* [Data for this exercise]
PR #3246, opened 2019-04-15
Update subscription.html.markdown

KbLev:
Adding example for return attribute (Id).

### DIFF
--- a/website/docs/d/subscription.html.markdown
+++ b/website/docs/d/subscription.html.markdown
@@ -26,7 +26,7 @@ output "current_subscription_display_name" {
 
 ## Attributes Reference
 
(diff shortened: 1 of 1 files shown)


tombuildsstuff:
hey @KbLev 

Thanks for this PR :)

Within the Azure Provider we (almost always) use the `id` attribute to refer to the Resource ID of the resource within Azure - and such this is implied by convention. In the future we plan to add a glossary containing some of these common terms so it's clearer (and link back) - however we plan to do this across all resources so that it's consistent. As such whilst I'd like to thank you for this contribution, rather than diverging from the other resources here I'm going to close this PR for the moment.

Thanks!

PR #3253, opened 2019-04-16
Enable correlation request ID header in ARM API.

metacpp:
This PR is created to pass unique client generated correlation request id to HTTP extension header,  `x-ms-correlation-request-id`, which can be used to correlate different ARM HTTP requests from same client session.


paultyng:
We should hold merging this until 1.25 ships.

PR #3255, opened 2019-04-16
Storage Account: Enable DefaultAction in Network rules.

thatInfrastructureGuy:
**Introduction:** DefaultAction is the toggle which enables/disables network rules in azure storage account. 
Setting it to `Deny` enables storage account firewall settings and `Allow` disables the firewalls.

**Problem:** When using azure storage account as module with `network_rules` block, there is no good way to disable network security apart from removing the `network_rules` block entirely from the root module. 

**PR objective:** This PR aims to solve this problem by implementing DefaultAction variable. 

Storage Account - *Module* with `network_rules` block: 

```
 network_rules {
    default_action             = "${var.default_action}"
    virtual_network_subnet_ids = ["${var.virtual_network_subnet_ids}"]
    bypass                     = ["${var.bypass}"]
    ip_rules                   = ["${var.ip_rules}"]
  }
```

Storage Account - *Deployment 1* with no firewall:
```
 network_rules {
    default_action             = "Allow"
    virtual_network_subnet_ids = ""
    bypass                     = ""
    ip_rules                   = ""
  }
```

Storage Account - *Deployment 2* with firewall:
```
 network_rules {
    virtual_network_subnet_ids = "${azurerm_subnet.test.id"
    bypass                     = ["Logging", "Metrics"]
    ip_rules                   = ["127.0.0.1", "127.0.0.2"]
  }
```


azurerm/resource_arm_storage_account.go
```diff
@@ -185,6 +185,15 @@ func resourceArmStorageAccount() *schema.Resource {
 							Elem:     &schema.Schema{Type: schema.TypeString},
 							Set:      schema.HashString,
 						},
+						"default_action": {
+							Type:     schema.TypeString,
+							Optional: true,
+							ValidateFunc: validation.StringInSlice([]string{
+								string(storage.DefaultActionAllow),
+								string(storage.DefaultActionDeny),
+							}, true),
```
tombuildsstuff: we're making all new fields in the provider case-sensitive - as such can we make this:

```suggestion
							}, false),
```

azurerm/resource_arm_storage_account.go
```diff
@@ -185,6 +185,15 @@ func resourceArmStorageAccount() *schema.Resource {
...
+							Default: string(storage.DefaultActionAllow),
```
tombuildsstuff: from a security perspective this feels like a default that could trip people up - it could be better to make this Required and let users intentionally select it?

azurerm/resource_arm_storage_account.go
```diff
@@ -909,6 +918,11 @@ func expandStorageAccountNetworkRules(d *schema.ResourceData) *storage.NetworkRu
 	networkRule := networkRules[0].(map[string]interface{})
 	networkRuleSet := &storage.NetworkRuleSet{}
 
+	if networkRule["default_action"].(string) == "Allow" {
```
tombuildsstuff: we should probably make this:

```suggestion
	if networkRule["default_action"].(string) == string(storage.DefaultActionAllow) {
```

thatInfrastructureGuy:
@tombuildsstuff Thanks for quick review. :) I have made the requested changes. I do agree `default_action` should be required field and having to let users decide on the value of it.

thatInfrastructureGuy:
```
        FAIL: TestAccAzureRMStorageAccount_networkRulesDeleted (150.14s)
    testing.go:538: Step 1 error: After applying this step, the plan was not empty:

        DIFF:

        UPDATE: azurerm_storage_account.testsa
          network_rules.#:                                       "1" => "0"
          network_rules.0.default_action:                        "Allow" => ""
          network_rules.0.ip_rules.#:                            "1" => "0"
          network_rules.0.ip_rules.3619153832:                   "127.0.0.1" => ""
          network_rules.0.virtual_network_subnet_ids.#:          "1" => "0"
          network_rules.0.virtual_network_subnet_ids.1226267014: "/subscriptions/xxx/r
esourceGroups/acctestAzureRMSA-190416064647690939/providers/Microsoft.Network/virtualNetworks/acctestvirtnet19041606464
7690939/subnets/acctestsubnet190416064647690939" => ""
                                                                                                      
        STATE:

        azurerm_resource_group.testrg:
          network_rules.# = 1
          network_rules.0.bypass.# = 1
          network_rules.0.bypass.625562768 = AzureServices
          network_rules.0.default_action = Allow
          network_rules.0.ip_rules.# = 1
          network_rules.0.ip_rules.3619153832 = 127.0.0.1
          network_rules.0.virtual_network_subnet_ids.# = 1
          network_rules.0.virtual_network_subnet_ids.1226267014 = /subscriptions/xxx/r
esourceGroups/acctestAzureRMSA-190416064647690939/providers/Microsoft.Network/virtualNetworks/acctestvirtnet19041606464
7690939/subnets/acctestsubnet190416064647690939
```

I believe this happens because the rules itself are not deleted. Only the flag `"defaultAction": "Allow"` is set on the backend.

tombuildsstuff:
@thatInfrastructureGuy 

> I believe this happens because the rules itself are not deleted. Only the flag "defaultAction": "Allow" is set on the backend.

Indeed - [because the NetworkRuleSet created when `Allow` is set](https://github.com/terraform-providers/terraform-provider-azurerm/pull/3255/files#diff-f4d2502d01b7fb77deb7bb221025fb51R922) doesn't contain any IP Rules/Virtual Network Rules, these aren't being overridden. If an empty list is specified for those then this should pass 👍

thatInfrastructureGuy:
@tombuildsstuff Thanks for the pointer. However, I am not able to  override those IP Rules/Virtual Network Rules even after specifying empty list. I tried the below snippet: 

```
return &storage.NetworkRuleSet{
			DefaultAction:       storage.DefaultActionAllow,
			Bypass:              storage.Bypass(""),
			IPRules:             &[]storage.IPRule{},
			VirtualNetworkRules: &[]storage.VirtualNetworkRule{},
		}
```

I dont know what I am missing. Can you please guide me here?

azurerm/resource_arm_storage_account.go
```diff
@@ -909,6 +917,11 @@ func expandStorageAccountNetworkRules(d *schema.ResourceData) *storage.NetworkRu
 	networkRule := networkRules[0].(map[string]interface{})
 	networkRuleSet := &storage.NetworkRuleSet{}
 
+	if networkRule["default_action"].(string) == string(storage.DefaultActionAllow) {
+		// If Default Access is enabled then no network rules are set.
```
katbyte: Is this required? will the API be displeased if you still provide them?

ashishkulk: API is not displeased if we provide network rules.  However, I am not able to override those IP Rules/Virtual Network Rules even after specifying empty list. 

```
if networkRule["default_action"].(string) == string(storage.DefaultActionAllow) {
		// If Default Access is enabled then no network rules are set.
		return &storage.NetworkRuleSet{
			DefaultAction:       storage.DefaultActionAllow,
			Bypass:              storage.Bypass(""),
			IPRules:             &[]storage.IPRule{},
			VirtualNetworkRules: &[]storage.VirtualNetworkRule{},
		}
	}
```
Also, API creates random key value pair which is hard to determine. Eg:

```
          network_rules.0.bypass.625562768 = AzureServices
          network_rules.0.default_action = Allow
          network_rules.0.ip_rules.# = 1
          network_rules.0.ip_rules.3619153832 = 127.0.0.1
```
Hence, I cant unset `625562768` or `3619153832` .

azurerm/resource_arm_storage_account.go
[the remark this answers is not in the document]
ashishkulk: @katbyte Forgive me because I dont have much knowledge regarding enums in golang. I think you are asking if we can use enums so that we dont have to do string comparison as enum comparison (int) is much faster. Correct me if I am wrong, from what I gather we dont have a way to specify enums.

https://github.com/Azure/azure-sdk-for-go/blob/master/services/storage/mgmt/2018-02-01/storage/models.go#L118

ashishkulk:
Added response in the comments.

azurerm/resource_arm_storage_account.go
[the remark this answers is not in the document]
katbyte: what i mean is convert the constant to a string and use that instead of hard coding the value as you have, enum was probably not the best terminology to use!

azurerm/resource_arm_storage_account.go
katbyte: Ahh so if you specify a default action azure auto populates that property with some values, could you potentially mark it as computed if that is the case?

azurerm/resource_arm_storage_account.go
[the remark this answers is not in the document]
thatInfrastructureGuy: Understood. I believe you were looking at old commit. I did get same feedback from Tom and [it was updated to constant](
https://github.com/terraform-providers/terraform-provider-azurerm/pull/3255/commits/15d95645b0b675618fbc5dddcfe1a34c7caa33a2).

azurerm/resource_arm_storage_account.go
thatInfrastructureGuy: Done. Marked variables as computed. Also added test to reflect the changes.

katbyte: You are still returning an object with just the default action here.

What i was getting at is not returning an object here, setting DefaultAction and all the other properties regardless of what default action is.

katbyte:
@thatInfrastructureGuy,

See my comment left inline. I am still wondering why you are conditionally setting the properties on create/update. Does the API throw an error if you set them?

katbyte:
👋 @thatInfrastructureGuy,

I hope you don't mind but i've pushed a commit demonstrating what I was referring to. I also changed the property to optional as a new required property in an existing block could potentially break peoples configuration.

thatInfrastructureGuy:
@katbyte Sorry for late response. I was on vacation for a bit and never really got back to this PR. Thanks so much for review and the commit. I am totally good with it.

* [Problem to work on] Looking at the listing above, how many of its lines contain the string "error"? Give the number alone.

* [Response box] 2